Ich legte das Foto bei Seite und nahm mir eines der Bücher. Der erste Eintrag war vom 17. März 2009, nur wenige Tage nachdem Felix und ich uns kennengelernt hatten. Erst dann fing ich so richtig an, Tagebuch zu schreiben. Ich hatte damals die irrationale Angst, ich würde wichtige Ereignisse irgendwann mal vergessen, also schrieb ich alles auf. Beginnend mit einem der wichtigsten Ereignisse in meinem Leben: unsere Begegnung. Ich hatte erst vor vier Jahren, 10 Jahre später, mit dem Tagebuch-Schreiben aufgehört. Ich dachte mir, dass jemand, der mit 30 noch Tagebuch schrieb, irgendwo falsch abgebogen war. Vor Allem, wenn dieser Jemand immer nur über das Selbe schrieb: Ihn. Also gab ich das Schreiben auf und zeitgleich auch die Hoffnung, dass Felix jemals zurück kommen würde. Ich blätterte durch das Buch, als plötzlich ein Zettel heraus und mir direkt in den Schoß fiel. Ich nahm ihn hoch und sah ihn mir genauer an. Er war von zwei Seiten beschrieben und mich überkam eine Erinnerung, die ich mir lange nicht mehr in's Gedächtnis gerufen hatte.
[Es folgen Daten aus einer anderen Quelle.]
PR #75, opened 2018-07-30
added min/max range to sketch params

cale-bradbury:
Params can have an optional min and max value, defaults to 0 and 1 if not found. This allows for a sketch creator to determine what numbers they would like in the config so that the data is as they would want it when it reaches their update function. A good example is setting a params max to 360 so it can be used as a hue.

The user can also then change their min/max values in the params extended controls to fit their needs or to be able to extend a range mid-show


cale-bradbury:
Not sure why the tests are failing, seems to be implying that the object has 2 keys named 'title' or the keys got rearranged..? doesn't really make sense to me how that could be happening

funwithtriangles:
I fixed the tests. The reporting in the terminal is pretty terrible at the moment so apologies for that. It often looks like the error being reported is to do with the order of the object, but it actually isn't. 

The error was there because had `min` and `max` set for a shot in one of the tests, which was failing because it shouldn't be there. There was also one other place where `min` and `max` should have been there but weren't. :)

This feature is cool and I do understand the need for it now! Few things:
- It doesn't seem to work immediately. After creating a sketch and changing the max value, the param doesn't update it's value accordingly. You need to change the min as well to see the change. After that it all seems to work fine. I think this might be some initialisation issue with Redux Form. I can have a look. Probably not worth worrying about until the UI is complete.
- The UI could be improved. I wonder if this feature could be hidden as an extra "settings" modal box? We could put other little things in here to keep the main part of the UI clean?
- Not sure if we need a "Set" button. Might be easier just for the setting to update when the form field changes value?

cale-bradbury:
I reason I went for a set button is so it won't update and cause weird jumping when you are typing in a multi-digit number. I'll look into sending an update when focus leaves the box and adding a collapsible menu

funwithtriangles:
Hmm I can see why you wouldn't want weird jumping. However I feel this
feature is more likely to be used during creation as opposed to showtime,
or do you not think? It's a toss up between easier/faster creation and
tidier showtime.

For the collapsible menu, I think the best route to go is to label it as
something like "advanced", so we can house other features in there in
future.

funwithtriangles:
@netgrind Just letting you know that docs are now part of the source code, so feel free to add some little description there as part of this PR.

cale-bradbury:
Think this may be good to merge now @funwithtriangles :)
I'd like to get your thoughts on the new Collapsible component, maybe the container script is unneeded?

src/selectors/getSketchParams.js
```diff
@@ -8,7 +8,7 @@ const getSingle = (state, sketchId) => {
 
   sketchParams.forEach((id) => {
     const param = state.nodes[id]
-    if (param.min && param.max) {
+    if (param.min !== undefined && param.max !== undefined) {
```
funwithtriangles: Min/max wasn't working at all if one of the values was set to zero, as it being seen as false. This is a good example of why tests are useful (see above test added), especially for complicated selectors. I often write the test first in these cases.

funwithtriangles, line 11: Min/max wasn't working at all if one of the values was set to zero, as it being seen as false. This is a good example of why tests are useful (see above test added), especially for complicated selectors. I often write the test first in these cases.

src/containers/Range/index.js
```diff
@@ -17,8 +17,8 @@ const mapStateToProps = (state, ownProps) => {
 
 const mapDispatchToProps = (dispatch, ownProps) => {
   return {
-    onSubmit: (value) => {
-      dispatch(nodeRangeUpdate(ownProps.nodeId, value))
+    onSubmit: (obj) => {
+      dispatch(nodeUpdate(ownProps.nodeId, obj))
```
funwithtriangles: `nodeUpdate` is an easy way to change the properties of a node without having to create a custom action/reducer for it. Also, just note that all of your handling of this was in the macros section for some reason.

src/store/macros/sagas.js
```diff
@@ -180,16 +180,6 @@ export function* handleNodeValueUpdate (action) {
...
-export function* handleNodeRangeUpdate (action) {
-  const p = action.payload
-  const node = yield select(getNode, p.id)
-  if (p.value.min) {
-    node.min = p.value.min
-  }
-  if (p.value.max) {
-    node.max = p.value.max
-  }
-}
```
funwithtriangles: Although this code has been removed, it's worth noting that you should always dispatch an action to modify the state inside the reducer (using immutable methods) rather than directly modify the variable as you are doing here.

src/components/SketchParam/index.js
```diff
@@ -1,16 +1,26 @@
...
+  border-bottom: ${theme.lineColor1} 1px dashed;
+`
 
 const SketchParam = ({ nodeId, sketchId }) => (
   <Param nodeId={nodeId} sketchId={sketchId}>
-    <Collapsible {... { title:'Advanced' }}>
+    <Top>
+      <InputLinkUI nodeId={nodeId} />
+    </Top>
+    <Revealer title='Advanced' isOpen>
```
funwithtriangles: I generally don't like using little libraries such as the one you implemented. It's quick and easy to implement but then when you want to do something a bit more custom, things get hacky. I made a little component called `Revealer` that does the same thing. :)

src/store/ui/reducer.js
```diff
@@ -55,6 +56,21 @@ const uiReducer = (state = defaultState, action) => {
         openedNode: p.id === state.openedNode ? false : p.id
       }
     }
+    case 'UI_AUX_TOGGLE_OPEN': {
```
funwithtriangles, line 59: I created a generic action/reducer thingy that allows things to be opened and closed globally. All it does is add or remove keys from an array. If a key is present in the array, we know this thing is "open". Currently using this for the "advanced" menu reveal for params. Could be used anywhere else, as long as the keys are always unique.

src/containers/SketchParam/index.js
```diff
@@ -11,6 +12,9 @@ const mapStateToProps = (state, ownProps) => ({
 const mapDispatchToProps = (dispatch, ownProps) => ({
   onAdvancedClick: () => {
     dispatch(uiAuxToggleOpen(ownProps.nodeId))
+    setTimeout(() => {
+      uiEventEmitter.emit('recalc-param-heights')
```
funwithtriangles, line 16: The way the param boxes are styled is a bit strange and when they open/close and can cause overlapping of elements when heights change. The UI needs to be told that heights have changed. The way I've been handling this is with a little event emitter.

funwithtriangles:
@netgrind I've left a bunch of comments (you can see them in the activity log above). Let me know if you have any questions on what/why I've changed stuff. I'd recommend pulling down and having a look. :)

Leaving open for now to give you a chance to review what I've done.

funwithtriangles:
Also, do you think it makes more semantic sense in the config for it to be `defaultMin` and `defaultMax`?

src/selectors/getSketchParams.js
cale-bradbury: Ahh, I'll be more verbose in the future!

src/store/macros/sagas.js
cale-bradbury: I take it that that is to help with undo history or something similar?

cale-bradbury:
Thanks so much for the comments and code, this almost all makes sense. I'm a bit confused at the component not opening/closing itself when it's clicked, I assume it's because you want the action to have been dispatched and passed through the store?

cale-bradbury:
One thing I noticed that still remains, with regards to the param bar, do we want that to display the min/max, it's kind of a toss-up as sometimes it's easier to type in an absolute value, while others it is easier to input a ratio, perhaps pick one, but then we could add a toggle in the future?

funwithtriangles:
> Thanks so much for the comments and code, this almost all makes sense. I'm a bit confused at the component not opening/closing itself when it's clicked, I assume it's because you want the action to have been dispatched and passed through the store?

I'm trying to follow the design principle of using "Stateless Functional Components" where possible. This keeps the components as "stupid" as possible, so all app logic sits outside of these presentational parts of the application. There are [many benefits](https://hackernoon.com/react-stateless-functional-components-nine-wins-you-might-have-overlooked-997b0d933dbc) to doing it this way, for me the main one being that we can control any component from outside of the component. For instance, let's say we needed to close the "advanced" panel programatically from somewhere else in the app. This can't be done when the state only lives inside that component. If we're keeping the state for that component up the top in the redux store, we can easily do it with an action.

> One thing I noticed that still remains, with regards to the param bar, do we want that to display the min/max, it's kind of a toss-up as sometimes it's easier to type in an absolute value, while others it is easier to input a ratio, perhaps pick one, but then we could add a toggle in the future?

I'm leaning towards keeping it as a value between 0 and 1, mainly for presentation reasons. It's more predictable to know that it's only ever going to be 4 digits long (e.g 0.123). If someone had a min of (-1000000) and a max of (1000000) it might mess up the layout. However I do see the reason why you might want to type in an absolute value in certain cases. For now I'd prefer it to stay at 0 and 1 but we can revisit later?

Also, do you think it makes more semantic sense in the config for it to be `defaultMin` and `defaultMax`?  It's a number that can be changed in the interface, just like `defaultValue`. See what I mean?

cale-bradbury:
yeah, defaultMin/Max makes sense, I'll work on changing that and add a
button in advanced to reset the min/max to default (currently resets on
reimport which is kind of actually very undesired imo)

cale-bradbury:
Seems to be another issue with key order (or duplicated keys) in the unit tests, min/max is behaving much better now, I added a button to reset it under Advanced. Don't have time to try and get yarn test working properly on windows atm, could you give me a ping if you could confirm it working for you/fixed @funwithtriangles ? No rush

funwithtriangles:
Sure, I can fix this up when I get the chance! Good excuse for me to look at how tests work on Windows.

funwithtriangles:
So the tests will always pick up on some genuine error but are reporting it terribly. The issue was based around the idea that if a sketch param does not yet have a min/max key associated with it, re-importing sketches will not fix this (as the tests were asserting). For now I've just added the min/max keys in the test, assuming that the sketch params already has min/max keys. I'm not too bothered about backwards compatibility at this stage.

As for the test issues, it's clear that this is a real issue going forward. I've been using tap until now to keep things minimal but I'm starting to see this is quite unsupported.  It looks like [jest](https://jestjs.io/) is the way to go. Will make a new issue for the migration over to a new testing library.

funwithtriangles:
Either way, thanks for this feature! Merged. :)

‚Will you still love me in the morning?' prangte auf einer der Seiten, von mir geschrieben. Als ich den Zettel umdrehte, schmunzelte ich kurz in mich hinein.

‚Forever and ever, Babe.' stand auf der anderen, in Felix' Handschrift.
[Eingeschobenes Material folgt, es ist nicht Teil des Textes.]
Issue #89, opened 2018-09-07
Edit subnodes with text field


funwithtriangles:
Params can be edited by double clicking and typing, this isn't possible for subnodes (e.g. modifiers).

funwithtriangles:
Fixed https://github.com/nudibranchrecords/hedron/pull/91

PR #90, opened 2018-09-07
Feature/lfo phase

Es war eine Anspielung auf meinen Lieblingsfilm ‚Klick'. Ich wollte uns damals unbedingt diese kitschige Tradition aufdrücken, uns so jeden Tag gegenseitig zu sagen, wie sehr wir uns liebten. Felix war davon alles andere als begeistert und jedes Mal, wenn ich ihn fragte: ‚Wirst du mich auch Morgenfrüh noch lieben?', grinste er nur und meinte, dass er dieses Spielchen niemals mit mir spielen wird. Eines Abends hatte ich den Satz auf diesen Zettel geschrieben und ihn auf meinem Schreibtisch liegen lassen, als Felix mich besuchte. Irgendwann zwischen dem Abend und dem nächsten Morgen musste er die Antwort auf die Rückseite geschrieben haben und als ich am nächsten Abend wieder am Schreibtisch saß, schrieb er mir eine Nachricht, dass ich den Zettel umdrehen solle. Ich bekam immer noch ein Kribbeln im Bauch, wenn ich daran zurück dachte.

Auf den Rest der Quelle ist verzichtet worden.